Below are entries. Copy exactly the lines running from the line that holds "IvanFesenko, line 84: And here" to the line that holds "When some of", with both ends included.

> [Data for this task]
----------

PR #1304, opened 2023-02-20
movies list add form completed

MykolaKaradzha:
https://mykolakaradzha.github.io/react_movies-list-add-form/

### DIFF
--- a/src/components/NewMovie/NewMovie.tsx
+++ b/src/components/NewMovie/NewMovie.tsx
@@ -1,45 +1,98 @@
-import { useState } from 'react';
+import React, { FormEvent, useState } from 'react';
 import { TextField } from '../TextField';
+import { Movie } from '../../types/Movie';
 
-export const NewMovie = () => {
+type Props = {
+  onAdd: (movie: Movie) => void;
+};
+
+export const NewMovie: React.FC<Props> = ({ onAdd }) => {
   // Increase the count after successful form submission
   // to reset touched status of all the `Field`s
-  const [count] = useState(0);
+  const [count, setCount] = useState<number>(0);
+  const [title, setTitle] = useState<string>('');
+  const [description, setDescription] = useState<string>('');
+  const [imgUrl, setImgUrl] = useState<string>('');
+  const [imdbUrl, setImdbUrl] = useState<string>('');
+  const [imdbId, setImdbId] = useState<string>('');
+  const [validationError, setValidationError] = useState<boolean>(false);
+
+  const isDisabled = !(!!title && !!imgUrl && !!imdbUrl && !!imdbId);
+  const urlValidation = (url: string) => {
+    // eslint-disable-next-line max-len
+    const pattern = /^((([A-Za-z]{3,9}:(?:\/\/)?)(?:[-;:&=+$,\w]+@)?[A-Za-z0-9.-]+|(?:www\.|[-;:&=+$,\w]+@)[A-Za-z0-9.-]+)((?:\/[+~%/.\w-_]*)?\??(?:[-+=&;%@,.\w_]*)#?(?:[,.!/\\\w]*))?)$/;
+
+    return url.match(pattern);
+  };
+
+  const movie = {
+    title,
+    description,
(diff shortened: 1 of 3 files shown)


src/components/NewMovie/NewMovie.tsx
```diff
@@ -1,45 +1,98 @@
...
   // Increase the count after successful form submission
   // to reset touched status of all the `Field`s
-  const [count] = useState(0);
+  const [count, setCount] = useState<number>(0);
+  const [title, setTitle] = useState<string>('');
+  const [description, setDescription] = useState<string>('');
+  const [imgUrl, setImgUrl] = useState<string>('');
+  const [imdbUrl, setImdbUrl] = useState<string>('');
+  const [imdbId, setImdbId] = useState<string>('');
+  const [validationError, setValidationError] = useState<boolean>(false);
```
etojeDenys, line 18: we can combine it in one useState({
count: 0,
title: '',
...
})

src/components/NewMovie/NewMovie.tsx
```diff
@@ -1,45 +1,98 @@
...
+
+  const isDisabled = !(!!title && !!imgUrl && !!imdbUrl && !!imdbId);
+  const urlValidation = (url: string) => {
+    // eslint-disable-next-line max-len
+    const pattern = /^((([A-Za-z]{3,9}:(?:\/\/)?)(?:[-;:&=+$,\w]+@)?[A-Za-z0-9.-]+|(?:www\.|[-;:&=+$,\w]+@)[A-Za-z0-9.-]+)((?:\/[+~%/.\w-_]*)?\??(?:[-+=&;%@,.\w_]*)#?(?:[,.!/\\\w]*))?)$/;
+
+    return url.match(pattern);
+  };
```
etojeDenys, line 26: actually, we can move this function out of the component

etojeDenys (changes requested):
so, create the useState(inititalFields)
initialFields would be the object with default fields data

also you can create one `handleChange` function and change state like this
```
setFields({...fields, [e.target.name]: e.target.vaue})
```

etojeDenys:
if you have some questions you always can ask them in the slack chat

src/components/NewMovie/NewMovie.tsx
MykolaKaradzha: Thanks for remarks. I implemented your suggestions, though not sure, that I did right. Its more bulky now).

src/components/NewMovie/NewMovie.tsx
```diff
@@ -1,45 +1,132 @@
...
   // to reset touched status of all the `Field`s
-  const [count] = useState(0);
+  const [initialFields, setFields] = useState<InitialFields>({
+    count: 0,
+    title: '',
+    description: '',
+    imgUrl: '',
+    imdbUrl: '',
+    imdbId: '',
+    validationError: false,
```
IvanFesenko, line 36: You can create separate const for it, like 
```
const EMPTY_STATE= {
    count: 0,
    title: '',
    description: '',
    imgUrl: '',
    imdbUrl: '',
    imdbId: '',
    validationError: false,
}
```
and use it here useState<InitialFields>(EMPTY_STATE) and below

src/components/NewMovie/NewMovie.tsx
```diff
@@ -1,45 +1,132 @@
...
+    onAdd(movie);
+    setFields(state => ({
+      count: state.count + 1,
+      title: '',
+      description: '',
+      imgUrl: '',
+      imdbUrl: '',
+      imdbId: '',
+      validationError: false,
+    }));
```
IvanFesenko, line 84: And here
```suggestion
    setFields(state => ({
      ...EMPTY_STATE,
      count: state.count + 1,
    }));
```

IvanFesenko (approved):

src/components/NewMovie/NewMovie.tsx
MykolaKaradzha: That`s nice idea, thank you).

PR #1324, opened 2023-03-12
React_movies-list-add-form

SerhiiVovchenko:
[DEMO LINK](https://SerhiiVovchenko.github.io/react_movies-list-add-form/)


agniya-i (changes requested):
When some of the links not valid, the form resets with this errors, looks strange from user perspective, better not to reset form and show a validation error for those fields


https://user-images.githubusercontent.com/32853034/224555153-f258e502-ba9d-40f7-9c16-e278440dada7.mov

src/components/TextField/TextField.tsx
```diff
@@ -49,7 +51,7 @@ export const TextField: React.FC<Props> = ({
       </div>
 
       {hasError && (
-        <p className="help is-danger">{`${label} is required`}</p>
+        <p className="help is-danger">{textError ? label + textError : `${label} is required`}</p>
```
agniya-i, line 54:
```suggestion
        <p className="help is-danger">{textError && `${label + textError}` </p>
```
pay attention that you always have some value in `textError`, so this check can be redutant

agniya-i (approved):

----------

> [The completed task]
IvanFesenko, line 84: And here
```suggestion
    setFields(state => ({
      ...EMPTY_STATE,
      count: state.count + 1,
    }));
```

IvanFesenko (approved):

src/components/NewMovie/NewMovie.tsx
MykolaKaradzha: That`s nice idea, thank you).

PR #1324, opened 2023-03-12
React_movies-list-add-form

SerhiiVovchenko:
[DEMO LINK](https://SerhiiVovchenko.github.io/react_movies-list-add-form/)


agniya-i (changes requested):
When some of the links not valid, the form resets with this errors, looks strange from user perspective, better not to reset form and show a validation error for those fields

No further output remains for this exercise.